Practical definition: Political promises
In Jared Diamond’s excellent book Guns, Germs, and Steel poses a question via the mouth of a Papuan native: “Why do you have so much cargo?”
“Cargo” is a native word for ‘stuff,’ as in the kinds of goods commonly produced by an advanced society. Every primitive culture that has come into contact with an advanced civilization for the first time has shared an understandable awe at the explorer’s (or invader’s) ‘cargo’–from their explosive armaments down to their metal shoe buckles.
Now, a civilized person might assume that natives faced with ‘cargo’ might try to understand how it was made so they might begin to build approximations of it. But that would reflect the civilized person’s naivete. In fact, primitive people commonly endow things with a mystical property that goes beyond its form or function. For them, everything is guided by a higher spirit, a spirit may send the cargo their way versus toward someone else.

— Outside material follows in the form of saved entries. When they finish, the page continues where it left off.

PR #25, opened 2016-12-19
Location Filter

mab6bf:


kevinli-work:
Should the autocomplete attempt to complete again when the user toggles the all/domestic/foreign option? Doing so defocuses the input, which causes the awesomplete to go away (and also no HTTP call is made).

src/js/redux/reducers/search/filters/locationFilterFunctions.js
```diff
@@ -0,0 +1,20 @@
...
+        updatedSet = updatedSet.delete(value);
+    }
+    else if (!updatedSet.includes(value) && direction === 'add') {
+        updatedSet = updatedSet.add(value);
+    }
+
+    return updatedSet;
+};
+
+export default updateSelectedLocations;
```
kevinli-work: Can we change this to not be a `default` export? I understand the linter will give you a warning because there is only one export in the file, but this will:

1. allow us to add more exported functions in the future without changing the `import` syntax in other files
2. be consistent with how other plain JS files that export functions behave

If you can't handle the linter warnings, you can suppress them using:
```
/* eslint-disable import/prefer-default-export */
// provide an explanation - required!
your code
/* eslint-enable import/prefer-default-export */
```
Make sure you re-enable after your code block!

src/js/redux/reducers/search/searchFiltersReducer.js
```diff
@@ -6,13 +6,15 @@
 import { Set } from 'immutable';
 
 import * as AwardFilterFunctions from './filters/awardFilterFunctions';
+import updateSelectedLocations from './filters/locationFilterFunctions';
```
kevinli-work: See previous comment. Let's change this to a namespaced wildcard `import` to be consistent with how other such imports are handled in the codebase.

src/js/redux/actions/search/searchFilterActions.js
```diff
@@ -31,3 +31,14 @@ export const updateGenericFilter = (state) => ({
...
     type: 'CLEAR_SEARCH_FILTER_ALL'
 });
+
+export const updateSelectedLocations = (state) => ({
+    type: 'UPDATE_SELECTED_LOCATIONS',
+    location: state.location,
+    direction: state.direction
+});
+
+export const setAutocompleteLocations = (state) => ({
```
kevinli-work: Is it consistent to put the autocomplete action in this file when it is generally handled in separate autocomplete files elsewhere in the Redux implementation?

mab6bf:
@kevinli-work Absolutely - I'll work on adding that tomorrow

src/js/redux/reducers/search/filters/locationFilterFunctions.js
```diff
@@ -0,0 +1,20 @@
+/**
+ * Created by michaelbray on 12/12/16.
+ */
+
+import { Set } from 'immutable';
+
+const updateSelectedLocations = (state, value, direction) => {
+    let updatedSet = new Set(state);
+
+    if (updatedSet.includes(value) && direction === 'remove') {
```
kevinli-work: Is `direction` necessary in either of these `if` blocks (and also in the action, etc.)? It seems to me that we can just check for membership in the set and if it exists, remove, otherwise add.

src/js/redux/reducers/search/autocompleteReducer.js
```diff
@@ -0,0 +1,17 @@
+/**
+ * Created by michaelbray on 12/12/16.
+ */
+
+const initialState = [];
+
+const autocompleteReducer = (state = initialState, action) => {
+    switch (action.type) {
+        case 'SET_AUTOCOMPLETE_LOCATIONS': {
+            return Object.assign([], action.locations);
```
kevinli-work: I'm not 100% sure you can do an `Object.assign` to clone an array. Lodash has a utility function for cloning an array. Alternatively, use an ImmutableJS structure (which we may migrate toward completely for Reducers in the future).

src/js/components/search/filters/location/CountryType.jsx
```diff
@@ -0,0 +1,44 @@
...
+    render() {
+        return (
+            <div className="location-radio">
+                <p>Show Only:</p>
+                <input
+                    type="radio"
+                    id="location-all"
+                    name="location"
+                    value="all"
+                    defaultChecked="true"
```
kevinli-work: Can the radio buttons be controlled by the LocationSearchContainer? Controlled components have their selection/checked value set by a parent component's state. When a change event occurs, it is bubbled up to the controlling component (as you currently do), but that parent component then pushes down the new selection/check value to the radio button, rather than allowing the browser to set it natively.

Take a look at the refactored award type filter components for an example of how it's done. Controlled components are important because there are multiple places where the filters can be set (such as the sticky top filter bar). By controlling selection and input values centrally, they can all remain in sync.

src/js/components/search/filters/location/LocationSearch.jsx
```diff
@@ -0,0 +1,40 @@
+/**
+ * LocationSearch.jsx
+ * Created by Emily Gullo 11/28/2016
+ **/
+
+import React from 'react';
+import CountryType from './CountryType';
+import SelectedLocations from './SelectedLocations';
+import LocationListContainer from '../../../../containers/sharedContainers/LocationListContainer';
```
kevinli-work: Let's change this import to use the new path resolving set up a few sprints ago. You can specify paths relative to the `/src/js` directory if you ditch the leading `./` or `../`.

src/js/components/search/filters/location/PlaceOfPerformanceTypeahead.jsx
```diff
@@ -0,0 +1,175 @@
+/**
```
kevinli-work: Let's keep a consistent naming scheme of `components/..../xxx.jsx` being the immediate child of `containers/.../xxxContainer.jsx`

src/js/containers/sharedContainers/LocationListContainer.jsx
```diff
@@ -0,0 +1,102 @@
...
+            itemLabel += ` in ${item.parent}`;
+        }
+
+        return {
+            label: itemLabel,
+            value: item.place
+        };
+    }
+
+    handleTextInput(locationInput) {
```
kevinli-work: Can we add 2 features to this:

1. There should be a timeout before a new API call goes out. Basically, if the user types really fast, we don't need to send out an API request on each keystroke since these are "expensive"; we can wait a few ms for the user to calm down first. Some timeout logic does exist in the child PlaceOfPerformanceTypeahead container, but that only deals with showing and hiding length error messages.

2. Even with a timeout, we need to ensure that we cancel any in-flight requests before starting a new one. API calls aren't guaranteed to finish in the order they were made, so an earlier request could return _after_ a later request, resulting in nonsensical data and wiping out the better data. For example, the user types `san `, an API call goes out (API call 1). The user keeps typing `san f`, second API call goes out (API call 2). If API call 2 comes back before API call 1, API call 1's callback/promise chain will cause the autocomplete array in Redux to be nuked and populated with API call 1's results (which may include results that no longer make sense, like `San Diego` and `San Antonio`).

src/js/containers/sharedContainers/LocationListContainer.jsx
```diff
@@ -0,0 +1,102 @@
...
+                    const data = res.data;
+                    let autocompleteData = [];
+
+                    // Filter out selectedLocations that may be included in the result
+                    if (this.props.selectedLocations.size > 0) {
+                        const locs = this.props.selectedLocations.toArray();
+
+                        data.forEach((loc) => {
+                            let isSelectedLocation = false;
+                            locs.forEach((selectedLoc) => {
```
kevinli-work: It seems not great do a complete loop through the selected locations array for every single item in the API response. Remember that Immutable (and also ES6's native equivalents) provide new data structures that allow you to test for membership without having to do the whole loop.

At minimum, you should use a `for` loop instead of `forEach` because you can exit that loop early (since we don't care about the remaining data once we make the first match).

kevinli-work: Alternatively, consider looking at Lodash's utility functions to see if there's a utility function that can do array comparisons/set operations for you.

src/_scss/pages/search/filters/location/_typeahead.scss
```diff
@@ -0,0 +1,30 @@
...
+
+    input {
+        font-size: $small-font-size;
+        height: 4rem;
+        margin: 0 auto;
+        padding:  11px 8px 11px 8px;
+        width: 90%;
+    }
+
+    .awesomplete ul li {
```
ejgullo: Working on this one~

src/js/components/search/filters/location/CountryType.jsx
ejgullo: Working on this one~

src/js/components/search/filters/location/LocationSearch.jsx
ejgullo: Working on this one~

src/js/components/search/filters/location/PlaceOfPerformanceTypeahead.jsx
ejgullo: Working on this one~

src/js/components/search/filters/location/SelectedLocations.jsx
```diff
@@ -0,0 +1,31 @@
...
+    selectedLocations: React.PropTypes.object,
+    removeLocation: React.PropTypes.func
+};
+
+export default class SelectedLocations extends React.Component {
+    render() {
+        const shownLocations = this.props.selectedLocations.map((location, key) => (
+            <ShownLocation
+                location={location}
+                id={key}
```
ejgullo: Working on this one~

src/js/redux/actions/search/searchFilterActions.js
mab6bf: I'll move to a separate file

src/js/redux/reducers/search/filters/locationFilterFunctions.js
mab6bf: Yep, I'll make that change

src/js/redux/reducers/search/searchFiltersReducer.js
mab6bf: Yep, I'll make this along with the previous

src/js/redux/reducers/search/filters/locationFilterFunctions.js
mab6bf: In theory, I think we can do that. I had copied this functionality from `bulkAwardTypeChange` in `awardFilterFunctions.js`.

src/js/containers/sharedContainers/LocationListContainer.jsx
mab6bf: I'll also handle this one

src/js/components/search/filters/location/ShownLocation.jsx
```diff
@@ -0,0 +1,51 @@
...
+    location: React.PropTypes.object,
+    removeLocation: React.PropTypes.func
+};
+
+export default class ShownLocation extends React.Component {
+    constructor(props) {
+        super(props);
+
+        this.state = {
+            locationDisplayValue: this.formatLocation()
```
ejgullo: Updated! 👍

src/js/components/search/filters/location/CountryType.jsx
```diff
@@ -6,39 +6,55 @@
...
+        "All",
+        "USA",
+        "Foreign"
+    ]
+};
 
+export default class CountryType extends React.Component {
     render() {
+        const countries =
+            this.props.countries.map((name) => {
```
kevinli-work: This is getting close, but `defaultChecked` is generally a sign that a component is uncontrolled. Here's an example of what a controlled component looks like: [http://codepen.io/anon/pen/JbVdxB](http://codepen.io/anon/pen/JbVdxB)

Basically a component is controlled if I can update its UI by modifying a parent's state via the Redux dev tools instead of clicking. I'm pretty sure this set up actually passes that test, but `defaultChecked` does not force a checked state, which the codepen above does.

ejgullo: Updated 👍

kevinli-work:
Is the API case-sensitive for the `value` geocomplete value? We're passing back capitalized values, but the [API docs indicate they are lower-cased](https://github.com/fedspendingtransparency/usaspending-api/blob/dev/using_the_api.md#body-description-2).

PR #46, opened 2017-01-27
Feature award summary

ejgullo:
- Created Award Summary Page with Summary Bar and Info Bar (DS-647)
- [ ] Code Reviewed


kevinli-work:
The page does not currently appear to handle invalid award IDs and has weird formatting when the award doesn't exist/when the `awards/` API request is in-flight.

screen shot 2017-01-30 at 11 45 20 am

kevinli-work:
Should the Award IDs match?

idmismatch

src/js/containers/award/AwardContainer.jsx
```diff
@@ -0,0 +1,72 @@
...
+
+class AwardContainer extends React.Component {
+
+    constructor(props) {
+        super(props);
+
+        this.getSelectedAward = this.getSelectedAward.bind(this);
+    }
+
+    getSelectedAward() {
```
kevinli-work: As discussed in person, this container should be responsible for fetching the award data on mount (`componentDidMount`) and pass the award data down the child components.

Additionally, this container should monitor for changes to the award ID URL param in order to update when the URL changes.

src/js/containers/award/AwardContainer.jsx
```diff
@@ -0,0 +1,72 @@
...
+                }
+            ]
+        };
+
+        this.selectedAwardRequest = SearchHelper.fetchAward(selectedAwardParams);
+
+        this.selectedAwardRequest.promise
+            .then((res) => {
+                const data = res.data;
+                const awardData = data.results[0];
```
kevinli-work: The container should also be able to handle a condition where there is no award with the given ID.

src/js/containers/award/AwardInfoContainer.jsx
```diff
@@ -0,0 +1,112 @@
...
+import SummaryBar from 'components/award/SummaryBar';
+import AwardInfoBar from 'components/award/AwardInfoBar';
+
+import * as awardActions from 'redux/actions/award/awardActions';
+
+const propTypes = {
+    getSelectedAward: React.PropTypes.func
+};
+
+class AwardInfoContainer extends React.Component {
```
kevinli-work: Once the award fetching logic is taken over by the `AwardContainer`, there may not be a need to keep this as a container; it can be downgraded to a component.

src/js/containers/award/AwardInfoContainer.jsx
```diff
@@ -0,0 +1,112 @@
...
+
+    constructor(props) {
+        super(props);
+
+        this.state = {
```
kevinli-work: As discussed in person, this component's state can be simplified. Most of the state appears to be simply string display of data. Additionally, tracking the award/funding agency toggle can be done its own component (`AgencyInfo`).

src/js/containers/award/AwardContainer.jsx
```diff
@@ -0,0 +1,72 @@
...
+            filters: [
+                {
+                    field: "piid",
+                    value: input,
+                    operation: "equals"
+                }
+            ]
+        };
+
+        this.selectedAwardRequest = SearchHelper.fetchAward(selectedAwardParams);
```
kevinli-work: As discussed in person, the filter parameters may be best generated by a SearchOperation model so as to keep query logic centralized.

Additionally, consider switching the API response to being parsed into a standardized Award model object rather than directly storing the JSON output to Redux.

kevinli-work: As discussed in person, the filter parameters may be best generated by a SearchOperation model so as to keep query logic centralized.

Additionally, consider switching the API response to being parsed into a standardized Award model object rather than directly storing the JSON output to Redux.

src/js/components/award/SummaryBar.jsx
```diff
@@ -0,0 +1,93 @@
...
+        let awardId = null;
+        let parentAwardId = null;
+        let status = null;
+        let parentId = null;
+        if (this.props.selectedAward) {
+            const award = this.props.selectedAward;
+            if (award.parent_award) {
+                parentId = award.parent_award;
+            }
+            else if (!award.parent_award && award.type_description !== "Definitive Contract") {
```
kevinli-work: Comparing against the `type` code (listing can be found in `dataMapping/search/awardTypes.js`) is safer than comparing against the `type_description` string as it is less likely to change.

src/js/components/award/RecipientInfo.jsx
```diff
@@ -0,0 +1,93 @@
...
+                    {businessTypeDesc}
+                </div>
+            </li>
+        );
+        return (
+            <div className="recipient-info">
+                <h4>Recipient</h4>
+                { name }
+                <ul className="recipient-information">
+                    { address }
```
kevinli-work: Consider making these smaller components. This render() function is a bit too complex.

src/js/components/award/RecipientInfo.jsx
```diff
@@ -0,0 +1,93 @@
...
+        const name = (
+            <div className="recipient-name">
+                {recipient.recipient_name}
+            </div>);
+        const address = (
+            <li className="recipient-address">
+                <div className="recipient-address title">
+                    Address
+                </div>
+                <div className="recipient-address name">
```
kevinli-work: This section does not handle foreign addresses, which the API returns with different keys. Consider updating the centralized Award model to handle foreign/domestic locations into a single, consolidated data model.

src/js/components/award/AwardInfoBar.jsx
```diff
@@ -0,0 +1,57 @@
...
+    subtierAgency: React.PropTypes.object,
+    officeAgency: React.PropTypes.object,
+    setAwardValues: React.PropTypes.func
+};
+
+export default class AwardInfoBar extends React.Component {
+
+    constructor(props) {
+        super(props);
+        this.state = {
```
kevinli-work: This state doesn't appear to be used.

src/js/components/award/AgencyInfo.jsx
```diff
@@ -0,0 +1,87 @@
...
+    toggleAgency: React.PropTypes.func,
+    agencySet: React.PropTypes.object,
+    agencyTitle: React.PropTypes.string,
+    setAwardValues: React.PropTypes.func,
+    toptierAgency: React.PropTypes.object,
+    subtierAgency: React.PropTypes.object,
+    officeAgency: React.PropTypes.object
+};
+
+export default class AgencyInfo extends React.Component {
```
kevinli-work: Consider moving the state to track the dropdown agency type here instead of the parent container.

kevinli-work:
AwardSummary changes appear to have broken results table. Please keep testing to make sure that changes don't break existing features.

screen shot 2017-02-06 at 1 26 11 pm

src/js/redux/reducers/award/awardReducer.js
```diff
@@ -0,0 +1,20 @@
+/**
+ * awardReducer.js
+ * Created by Emily Gullo 01/23/2017
+ **/
+
+const initialState = [];
```
kevinli-work: Why is this an array? It seems that you are only holding on to one award at a time, and that you have a child key to access that. (Also why do you need the child key if you're only holding the one award?)

src/js/containers/award/AwardContainer.jsx
```diff
@@ -0,0 +1,99 @@
...
+import _ from 'lodash';
+
+import Award from 'components/award/Award';
+
+import * as SearchHelper from 'helpers/searchHelper';
+import * as awardActions from 'redux/actions/award/awardActions';
+import AwardSummary from 'models/results/award/AwardSummary';
+
+const propTypes = {
+    award: React.PropTypes.oneOfType([
```
kevinli-work: See comments about this in the reducer.

src/js/containers/award/AwardContainer.jsx
```diff
@@ -0,0 +1,99 @@
...
+        }
+    }
+
+    getSelectedAward() {
+        const input = this.props.params.awardId;
+        if (this.selectedAwardRequest) {
+            // A request is currently in-flight, cancel it
+            this.selectedAwardRequest.cancel();
+        }
+        this.selectedAwardRequest = SearchHelper.fetchAward(input);
```
kevinli-work: Can you define this in the `constructor` first so that it is clear this is an expected class property?

src/js/components/award/Award.jsx
```diff
@@ -0,0 +1,44 @@
...
+ **/
+
+import React from 'react';
+import Header from '../sharedComponents/header/Header';
+import Footer from '../sharedComponents/Footer';
+import Error from '../sharedComponents/Error';
+import AwardInfo from './AwardInfo';
+
+const propTypes = {
+    award: React.PropTypes.oneOfType([
```
kevinli-work: See comments in reducer

src/js/components/award/AwardInfoBar.jsx
```diff
@@ -0,0 +1,41 @@
...
+export default class AwardInfoBar extends React.Component {
+
+    render() {
+        let agencies = null;
+        if (this.props.selectedAward) {
+            agencies = (
+                <div className="award-info-bar">
+                    <AgencyInfo
+                        {...this.props}
+                        toggleAgency={this.props.toggleAgency}
```
kevinli-work: Where are these props (`toggleAgency` and `agencyType`) coming from? It looks like these are contained within the child `AgencyInfo` component.

src/js/components/award/RecipientInfo.jsx
```diff
@@ -0,0 +1,51 @@
...
+        const businessTypeDesc = "Not Available";
+
+        const name = (
+            <div className="recipient-name">
+                {recipient.recipient_name}
+            </div>);
+        return (
+            <div className="recipient-info">
+                <h4>Recipient</h4>
+                { name }
```
kevinli-work: Why is this a variable?

src/js/components/award/RecipientInfo.jsx
```diff
@@ -0,0 +1,51 @@
...
+
+const propTypes = {
+    recipient: React.PropTypes.object
+};
+
+export default class RecipientInfo extends React.Component {
+
+    render() {
+        const recipient = this.props.recipient;
+        const recipientDuns = "Not Available";
```
kevinli-work: Do these mean the API currently doesn't return these two fields? If so, is there a story for it?

src/js/components/award/RecipientAddress.jsx
```diff
@@ -0,0 +1,49 @@
...
+        let cityState = "";
+
+        if (city && stateProvince) {
+            cityState = `${city}, ${stateProvince}`;
+        }
+        else if (!city && !stateProvince) {
+            cityState = null;
+        }
+        else {
+            cityState = `${city} ${stateProvince}`;
```
kevinli-work: This seems to be handling if there is either city or state, but won't this return blank spaces (especially leading spaces if there's no city)?

src/js/components/award/RecipientAddress.jsx
```diff
@@ -0,0 +1,49 @@
...
+        }
+        return (
+            <li className={this.props.type}>
+                <div className={`title ${this.props.type}`}>
+                    {this.props.titleValue}
+                </div>
+                <div className="name address">
+                    {recipient.recipient_street}
```
kevinli-work: It seems from the updated model that this will just return a single concatenated string (without space separation) instead of a multi-line street address when there's more than one of data. For example:

```
Main Building123 First AveUnit 45
```

Instead of
```
Main Building
123 First Ave
Unit 45
```

src/js/containers/award/AwardContainer.jsx
```diff
@@ -0,0 +1,99 @@
...
+            noAward: false
+        };
+    }
+
+    componentDidMount() {
+        this.getSelectedAward();
+    }
+
+    componentDidUpdate() {
+        if (this.props.award.selectedAward) {
```
kevinli-work: Changing a URL to an invalid award ID results in an infinite loop.

src/js/components/award/SummaryBar.jsx
```diff
@@ -0,0 +1,84 @@
...
+                        <div className="item-label">Award ID</div>
+                        <div className="item-value">{award.id}</div>
+                    </div>
+                </li>);
+            if (award.type === "D" && parentId === null) {
+                parentAwardId = null;
+            }
+            else {
+                parentAwardId = (
+                    <li>
```
kevinli-work: These can probably be made into their own components.

src/js/models/results/award/AwardSummary.js
```diff
@@ -12,63 +12,141 @@ import GenericRecord from '../GenericRecord';
...
-        id = data[idField];
-        if (!id) {
-            id = '';
+        awardId = data[idField];
+        if (!awardId) {
+            awardId = '';
         }
     }
-    remappedData.id = id;
+    remappedData.awardId = awardId;
```
kevinli-work: Also if you're going to update table, can you add in links to this page in the ID column?

src/js/components/award/SummaryBar.jsx
```diff
@@ -0,0 +1,84 @@
...
+                parentId = null;
+            }
+
+            summaryTitle = (
+                <h1 className="summary-title">{award.type_description} Summary</h1>);
+            awardId = (
+                <li>
+                    <div className="format-item">
+                        <div className="item-label">Award ID</div>
+                        <div className="item-value">{award.id}</div>
```
ejgullo: You're right!  Updating~

src/js/components/award/SummaryBar.jsx
ejgullo: Updating this for several sections with a generic component.

src/js/components/award/AwardInfo.jsx
```diff
@@ -0,0 +1,64 @@
...
+        this.getStatus = this.getStatus.bind(this);
+    }
+
+    componentWillReceiveProps(nextProps) {
+        if (nextProps.selectedAward !== this.props.selectedAward) {
+            this.getStatus(nextProps.selectedAward);
+        }
+    }
+
+    getStatus(award) {
```
ejgullo: I was attempting to parse it the way it comes back from the API, but you're right, that doesn't jive with the redux state.  I believe it worked some of the time because some of the IDs I was testing with had identical start and end dates.

src/js/models/results/award/AwardSummary.js
```diff
@@ -12,63 +12,141 @@ import GenericRecord from '../GenericRecord';
 const recordType = 'award';
 const fields = [
     'id',
+    'awardId',
     'recipient_name',
+    'date_signed',
     'period_of_performance_start_date',
     'period_of_performance_current_end_date',
-    'total_obligation',
```
ejgullo: Mistakes were made.

src/js/components/award/AwardInfo.jsx
ejgullo: I've also moved this down to the `SummaryBar` component where it is relevant - I don't think the parent object needs it.

src/js/models/results/award/AwardSummary.js
ejgullo: Updating the `awardId` property to `award_id` to be in line with the rest of the values as well.

src/js/components/award/AwardInfo.jsx
ejgullo: Also also, the `parentAwardId` if/else logic in the `SummaryBar` component, I don't know if I'm just getting too nitty gritty, but do you think it's too much logic in the render?

src/js/redux/reducers/award/awardReducer.js
ejgullo: Bad copy/pasta and understanding of the reducer setup.  Working on adjusting accordingly.

ejgullo: As per conversation, altering initial state to be an object, rather than an array.

src/js/containers/award/AwardContainer.jsx
ejgullo: As per conversation, changing check from a prop to a state value.

src/js/components/award/Award.jsx
ejgullo: Fixing and noting. :)

src/js/containers/award/AwardContainer.jsx
ejgullo: Can do!

src/js/components/award/AwardInfoBar.jsx
ejgullo: You are correct, missed update in my refactoring, they do not need to be present in this file, nor are they coming from anywhere.

src/js/components/award/RecipientInfo.jsx
ejgullo: Because I am silly.

src/js/components/award/RecipientInfo.jsx
ejgullo: Just got the var names for duns and parent duns, now handling those.  Waiting on a PR from Arman to pass review to have access to business type.

src/js/components/award/RecipientAddress.jsx
ejgullo: Updating to handle those cases

src/js/components/award/RecipientAddress.jsx
ejgullo: I think I have updated this one in a different attempt to handle null values for any of the lines (as many instances are likely to come back without a line 2 or 3.)

kevinli-work:
Can you align the text so they start at the same place?
screen shot 2017-02-08 at 1 58 39 pm

kevinli-work:
Also can you fix the borders so they don't do the weird getting thinner thing?
screen shot 2017-02-08 at 1 59 42 pm

Speaking of borders, can you clean up the top/bottom borders to match the designs (designs on right)?
compare

src/js/components/award/AwardInfo.jsx
```diff
@@ -15,43 +14,13 @@ const propTypes = {
...
-
     render() {
         return (
             <div>
                 <SummaryBar
                     {...this.props}
-                    awardStatus={this.progress}
                     selectedAward={this.props.selectedAward} />
-                <div className="wrapper">
+                <div className="main-content">
```
kevinli-work: Can you add an `id="main-content"` and change this from a `<div>` to `<main>` tag per [https://developer.mozilla.org/en-US/docs/Web/HTML/Element/main](https://developer.mozilla.org/en-US/docs/Web/HTML/Element/main) and also to match [the search page](https://github.com/fedspendingtransparency/usaspending-website/blob/dev/src/js/components/search/SearchPage.jsx#L164)?

src/js/components/award/SummaryBar.jsx
```diff
@@ -4,21 +4,52 @@
...
+
+        this.getStatus = this.getStatus.bind(this);
+    }
+
+    componentWillMount() {
+        this.getStatus(this.props.selectedAward);
+    }
+
+    componentWillReceiveProps(nextProps) {
+        if (nextProps.selectedAward !== this.props.selectedAward) {
```
kevinli-work: Consider comparing the `selectedAward`'s ID instead of the whole object.

src/js/components/award/SummaryBar.jsx
```diff
@@ -4,21 +4,52 @@
...
+
+    getStatus(award) {
+        const awardStart = moment(award.period_of_performance_start_date, 'MM-DD-YYYY');
+        const awardEnd = moment(award.period_of_performance_current_end_date, 'MM-DD-YYYY');
+        const current = moment();
+        let progress = "";
+        if (current.isBefore(awardStart)) {
+            progress = "Awarded";
+        }
+        else if (current.isAfter(awardEnd)) {
```
kevinli-work: What happens on the last day of an award? Does `isAfter()` track to midnight (that is; during the day of the last award, it counts as _after_ because midnight has passed but the day is not yet over) or does it account for the passage of the full day (isAfter 11:59:59 PM)?

In the first case, this would cause awards to show as Complete during their last day instead of In Progress (unless that is desired behavior).

src/js/components/award/SummaryBar.jsx
```diff
@@ -4,21 +4,52 @@
...
+            progress = "Complete";
+        }
+        else {
+            progress = "In Progress";
+        }
+        this.progress = progress;
```
kevinli-work: Why is the progress string stored as a class variable? This would make more sense in the component state.

src/js/components/award/AgencyInfo.jsx
```diff
@@ -0,0 +1,75 @@
...
+
+        this.state = {
+            agencyType: "awarding"
+        };
+
+        this.toggleAgency = this.toggleAgency.bind(this);
+    }
+
+    toggleAgency(e) {
+        this.setState({
```
kevinli-work: When the page URL changes from one award to another, the toggle stays on the value it was at before (in other words, if I was looking at Funding Agency, and then I change the URL to a different award, that award will load with Funding Agency pre-selected instead of the default Awarding Agency). Consider monitoring for award ID changes and reset the `agencyType` state back to `awarding` to handle this case.

src/js/components/search/table/cells/ResultsTableGenericCell.jsx
```diff
@@ -32,6 +33,14 @@ export default class ResultsTableGenericCell extends React.Component {
             rowClass += ' last-column';
         }
 
+        if (this.props.column === 'award_id') {
```
kevinli-work: The point of this component (per the component name) is to be generic. Instead of adding column-specific logic to the component, I would recommend creating a new component specifically for the ID column. See `ResultsTable` notes for more implementation details.

src/js/components/search/table/ResultsTable.jsx
```diff
@@ -96,7 +96,6 @@ export default class ResultsTable extends React.PureComponent {
         const columns = this.props.columns.map((column, i) => {
```
kevinli-work: The ResultsTable is actually designed to be able to return different cell components for different columns (see note in `ResultsTableGenericCell`). You'll want to add some logic in here to check if the column is the ID column and then return the custom ID cell instead of the generic cell in that case.

src/js/components/award/AwardInfo.jsx
ejgullo: Can do!

src/js/components/award/SummaryBar.jsx
ejgullo: Good point, no need for the rest.

src/js/components/award/SummaryBar.jsx
ejgullo: Moment's `isBefore()`, `isAfter()`, and `isSame()` functions all allow me to pass a variable dictating the level of granularity for the check (for example, i can set it to day to just compare the day, or I can drill down to minutes and seconds, or up to just the year.)  I've spoken to the UX designer and he's let me know that Start and End date should be inclusive of the current date - if the Start Date is 2/8 and the current date is 2/8, then the status should be `In Progress`.  If the End Date is 2/8 and the current date is 2/8, then the status should be `Complete`.  I'll adjust the logic accordingly with a combo of `isSame` and `isBefore` or `isAfter`.

src/js/components/award/SummaryBar.jsx
ejgullo: Was trying to minimize state, perhaps a bit too much!  I'll adjust this value.

src/js/components/award/AgencyInfo.jsx
```diff
@@ -0,0 +1,81 @@
...
+
+        this.state = {
+            agencyType: "awarding"
+        };
+
+        this.toggleAgency = this.toggleAgency.bind(this);
+    }
+
+    componentWillReceiveProps(nextProps) {
+        if (nextProps.selectedAward.id !== this.props.params.awardId) {
```
kevinli-work: This component doesn't have props named `params`. The only prop is `selectedAward`; you'll either need to pass the URL params down or compare `selectedAward.id` values.

src/js/components/award/SummaryBar.jsx
```diff
@@ -0,0 +1,107 @@
...
+            this.getStatus(nextProps.selectedAward);
+        }
+    }
+
+    getStatus(award) {
+        const awardStart = moment(award.period_of_performance_start_date, 'MM-DD-YYYY');
+        const awardEnd = moment(award.period_of_performance_current_end_date, 'MM-DD-YYYY');
+        const current = moment();
+        let progress = "";
+        if (current.isBefore(awardStart, 'day') || current.isSame(awardStart, 'day')) {
```
kevinli-work: [http://momentjs.com/docs/#/query/is-same-or-before/](http://momentjs.com/docs/#/query/is-same-or-before/)

[http://momentjs.com/docs/#/query/is-same-or-after/](http://momentjs.com/docs/#/query/is-same-or-after/)

src/js/components/award/AgencyInfo.jsx
kevinli-work: Idk what happens in the latter case if the second URL is an invalid ID.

Down that mystical path, natives will begin engaging their existing theories about what moves the spirits, and begin to exhibit what, to us, looks like strange behavior to persuade the spirits to drive cargo their way. This is called a cargo cult.
Civilized people look upon cargo cults with a sense of wonder and amusement. We shake out heads at shirtless people dancing and praying to their version of Gaia, as if that might somehow make a washing machine appear. Civilized people would never do that.